Exacerbyte (Ellie Conway Book 3)
Page 28
“Just after midnight,” Lee replied. “We meeting him? Or we sending a car?”
“Us, I think it should be us.”
“Friendly faces and all that jazz,” Lee replied with a nod of agreement.
Lee picked up a CD from my desk. I could see him turning it over in his hands and feel the questions brewing.
“Yes, it’s Grange’s new album and yes, it’s from the Drifter tour that they’re on now.”
A pang of guilt drove through me as I remembered the concert. Not because we’d successfully ruined the evening for forty-eight thousand people, but because a life ended.
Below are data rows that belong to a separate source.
PR #625, opened 2022-11-23
Add xbgpu aggregate sync sensor

amishatishpatel:
Considering all X-engines should have their `synchronised` sensors
go to `False` when an F-engine goes missing, perhaps I should change
the calculation of the aggregated `synchronised` to ensure all are `False`?
(To be more explicit from a readability POV.)

Either way, I've run through the various ways of correlator degradation to
ensure the status does move through the values accordingly:
* SyncSensor goes to `ERROR` when X-engines are showing `False`,
* ~~SyncSensor goes to `FAILURE` when an X-engine disappears.~~ As per the discussion below, this case was removed.

Resolves: NGC-665.

### DIFF
--- a/src/katsdpcontroller/generator.py
+++ b/src/katsdpcontroller/generator.py
@@ -209,11 +209,15 @@ class SumSensor(SimpleAggregateSensor[int]):
 
 
 class SyncSensor(SimpleAggregateSensor[bool]):
-    """Aggregate which takes the logical AND of its children.
+    """Aggregate which tracks if its children are synchronised.
 
-    The status computes as ERROR if any of the child readings are False
-    or absent.
-    TODO: Update the comment to indicate the updated logic.
+    In this case,
+    - a 'synchronised' child has a reading of (True, NOMINAL), and
+    - an 'unsynchronised' child has a reading of (False, ERROR).
+
+    This aggregate sensor does not make provision for a FAILURE status
+    as this functionality is considered covered in a dedicated Device
+    Status sensor.
     """
 
     def __init__(
--- a/src/katsdpcontroller/generator.py
+++ b/src/katsdpcontroller/generator.py
@@ -216,7 +216,7 @@ class SyncSensor(SimpleAggregateSensor[bool]):
     """
 
     def __init__(
-        self, target: SensorSet, sensor_type: Type[_T],
+        self, target: SensorSet, sensor_type: Type[bool],
         name: str, description: str, units: str = "",
         *,
         auto_strategy: Optional["SensorSampler.Strategy"] = None,
@@ -228,7 +228,7 @@ class SyncSensor(SimpleAggregateSensor[bool]):
         self.name_regex = name_regex
         self.children = children
         self._known = 0
-        self.synchronised = None
+        self.synchronised = False
         self.curr_values: List[bool] = []
 
         super().__init__(
--- a/src/katsdpcontroller/generator.py
+++ b/src/katsdpcontroller/generator.py
@@ -211,8 +211,8 @@ class SumSensor(SimpleAggregateSensor[int]):
 class SyncSensor(SimpleAggregateSensor[bool]):
     """Aggregate which takes the logical AND of its children.
 
-    The status computes as ERROR if any of the child readings are False, and
-    FAILURE if they aren't all present.
+    The status computes as ERROR if any of the child readings are False
+    or absent.
     """
 
     def __init__(
@@ -228,8 +228,7 @@ class SyncSensor(SimpleAggregateSensor[bool]):
         self.name_regex = name_regex
         self.children = children
         self._known = 0
-        self.synchronised = False
-        self.curr_values: Dict[str, bool] = {}
+        self._total_in_sync = 0
 
         super().__init__(
             target, sensor_type, name, description, units,
@@ -243,7 +242,8 @@ class SyncSensor(SimpleAggregateSensor[bool]):
     def aggregate_add(self, sensor: Sensor[_T], reading: Reading[_T]) -> bool:
         assert isinstance(reading.value, bool)
         if reading.status.valid_value():
-            self.curr_values[sensor.name] = reading.value
+            if reading.value is True:
+                self._total_in_sync += 1
             self._known += 1
             return True
         return False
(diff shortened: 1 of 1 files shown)


src/katsdpcontroller/generator.py
```diff
@@ -208,6 +208,63 @@ def aggregate_compute(self) -> Tuple[Sensor.Status, int]:
...
+            auto_strategy_parameters=auto_strategy_parameters
+        )
+
+    def filter_aggregate(self, sensor: Sensor) -> bool:
+        return bool(self.name_regex.fullmatch(sensor.name))
+
+    def aggregate_add(self, sensor: Sensor[_T], reading: Reading[_T]) -> bool:
+        assert isinstance(reading.value, bool)
+        if reading.status.valid_value():
+            self.curr_values[sensor.name] = reading.value
```
bmerry, line 246: Not sure why you need to keep a dictionary by sensor. All you need is a count of how many are synchronised, which `aggregate_compute` will compare to `children`.

src/katsdpcontroller/generator.py
```diff
@@ -208,6 +208,63 @@ def aggregate_compute(self) -> Tuple[Sensor.Status, int]:
         return (status, self._total)
 
 
+class SyncSensor(SimpleAggregateSensor[bool]):
+    """Aggregate which takes the logical AND of its children.
+
+    The status computes as ERROR if any of the child readings are False, and
+    FAILURE if they aren't all present.
```
bmerry, line 215: My gut feeling is that if an X-engine vanishes, it's safe to say that it's not synchronised. We are thus sure that the instrument is not synchronised (for which ERROR is appropriate) rather than being forced to say that we don't know.

(technically there are some failure modes where we lose comms to the X-engine but it's still running fine, but I think in such cases we should still say that it's not synchronised, just from a health-check point of view)

src/katsdpcontroller/generator.py
```diff
@@ -695,7 +752,12 @@ def get_baseline_index(a1, a2):
         SumSensor(sensors, int, f"{stream.name}-xeng-clip-cnt",
                   "Number of visibilities that saturated",
                   name_regex=re.compile(rf"xb\.{stream.name}\.[0-9]+\.xeng-clip-cnt"),
-                  children=stream.n_substreams)
+                  children=stream.n_substreams),
+        SyncSensor(sensors, bool, f"{stream.name}-xengs-synchronised",
+                   "For the latest accumulation, was data present from all F-Engines \
+                   for all X-Engines",
+                   name_regex=re.compile(rf"xb\.{stream.name}\.[0-9]+\.synchronised"),
```
bmerry, line 759: Just realised that sense we're pasting a user-provided string into a regex, it probably ought to be escaped (that also applies to the existing SumSensor). Forget the exact syntax, but something like
```suggestion
                   name_regex=re.compile(rf"xb\.{re.escape(stream.name)}\.[0-9]+\.synchronised"),
```
There are limitations on the stream name character set that mean it probably doesn't matter, but better safe than sorry.

bmerry (changes requested):

bmerry:
> Considering all X-engines should have their synchronised sensors
go to False when an F-engine goes missing, perhaps I should change
the calculation of the aggregated synchronised to ensure all are False?
(To be more explicit from a readability POV.)

No, there are failure modes (e.g. bad network cables in a Clos network) that would cause only some X-engines to lose data. Also just dropped packets will do it.

bmerry (changes requested):
The design looks right now. Just nitpicks.

src/katsdpcontroller/generator.py
```diff
@@ -208,6 +208,63 @@ def aggregate_compute(self) -> Tuple[Sensor.Status, int]:
...
+class SyncSensor(SimpleAggregateSensor[bool]):
+    """Aggregate which tracks if its children are synchronised.
+
+    In this case,
+    - a 'synchronised' child has a reading of (True, NOMINAL), and
+    - an 'unsynchronised' child has a reading of (False, ERROR).
+
+    This aggregate sensor does not make provision for a FAILURE status
+    as this functionality is considered covered in a dedicated Device
+    Status sensor.
```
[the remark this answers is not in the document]
amishatishpatel: I was trying to word something like "the SyncSensor doesn't have logic to move to FAILURE as that's the duty of a dedicated device-health sensor". Kind of like what you described in your [first comment](https://github.com/ska-sa/katsdpcontroller/pull/625#discussion_r1030420953)
* i.e. We may not be able to contact it, but the device is not **uncontactable**.

I think I went through a PR of yours recently (Dig power?) that discusses the "duty to reset the average power count is on the user, not the logic".
* Figured it's a good idea to be explicit about what this sensor does and doesn't do.
* But maybe I was over-reaching with this docstring description...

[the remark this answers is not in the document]
james-smith-za: I don't feel that the paragraph adds much value. I'd suggest just removing it.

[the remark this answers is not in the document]
amishatishpatel: Yeah fair point, shall do.

src/katsdpcontroller/generator.py
```diff
@@ -208,6 +208,59 @@ def aggregate_compute(self) -> Tuple[Sensor.Status, int]:
...
+    def __init__(
+        self, target: SensorSet, sensor_type: Type[bool],
+        name: str, description: str, units: str = "",
+        *,
+        auto_strategy: Optional["SensorSampler.Strategy"] = None,
+        auto_strategy_parameters: Iterable[Any] = (),
+        name_regex: re.Pattern,
+        children: int
+    ) -> None:
+        self.target = target
```
james-smith-za, line 228: This line isn't necessary, just pass `target` through to the `super()` method. It does the assignment (which may even just clobber this one? I'm not too sure.)

src/katsdpcontroller/generator.py
```diff
@@ -208,6 +208,59 @@ def aggregate_compute(self) -> Tuple[Sensor.Status, int]:
...
+        self.name_regex = name_regex
+        self.children = children
```
james-smith-za, line 230: I'd just suggest making this `n_children` just so that it's obvious that it's a count, rather than a set or list or something.
Same goes for the parameter above.

bmerry (approved):

src/katsdpcontroller/generator.py
```diff
@@ -208,6 +208,59 @@ def aggregate_compute(self) -> Tuple[Sensor.Status, int]:
...
+class SyncSensor(SimpleAggregateSensor[bool]):
+    """Aggregate which tracks whether its children are synchronised.
+
+    In this case,
+    - a 'synchronised' child has a reading of (True, NOMINAL), and
+    - an 'unsynchronised' child has a reading of (False, ERROR).
+    """
+
+    def __init__(
+        self, target: SensorSet, sensor_type: Type[bool],
```
james-smith-za, line 220: I'd even suggest removing the type from this class, and just hard-coding it to `bool` when you call `super().__init__()` lower down.

It's unlikely that the user would need to change this.

I'm tempted to suggest renaming this to something like `AllSensor` or something to do with its boolean-ness, because it could well be reused for other things that aren't sync statuses.

But looking at the ICD, there don't seem to be other potential candidates so perhaps it's best not to worry about that at this stage.

james-smith-za (changes requested):
I'm also happy with the overall structure of this, just minor nit-picks in my case.

src/katsdpcontroller/generator.py
amishatishpatel: Yeah I'm not sure why I did that. Maybe it was initially a reminder to myself regarding what I have access to. Updating accordingly.

src/katsdpcontroller/generator.py
amishatishpatel: @bmerry permission to update the corresponding `sensor_type` arg in `SumSensor` to `int` alongside this?

bmerry: Yes, definitely worth making things consistent. I think I'd originally thought SumSensor should be generic (so that we could accumulate `float` as well), but floating-point rounding errors don't play nicely with the implementation (continually adding things in then subtracting them out later).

And I couldn’t stop it from happening.
Lee grinned. “Let’s put it on then SSA, let’s get this joint moving.”
He slid the shiny disk into the stereo on the other side of the room. I carried on checking email, accompanied by Rowan Grange singing and feeling as if I could fall into his song.
I gathered emails and printed out a bunch. I liked keeping hard copies – our filing system also liked hard copies.
“Lee, grab a file will you, and drop these in it. Mark it ‘New Zealand’ and use the Butterfly case number with an amendment.” The paperwork generated by the case was unbelievable. By the end of it, we’d have boxes of paperwork and evidence; everything imaginable had to be documented and filed, because that’s how we do it.
There were a few minutes for me to dash into my Foundation account and check my blog comments. Judging by the amount of comments left welcoming me back, I’d been missed.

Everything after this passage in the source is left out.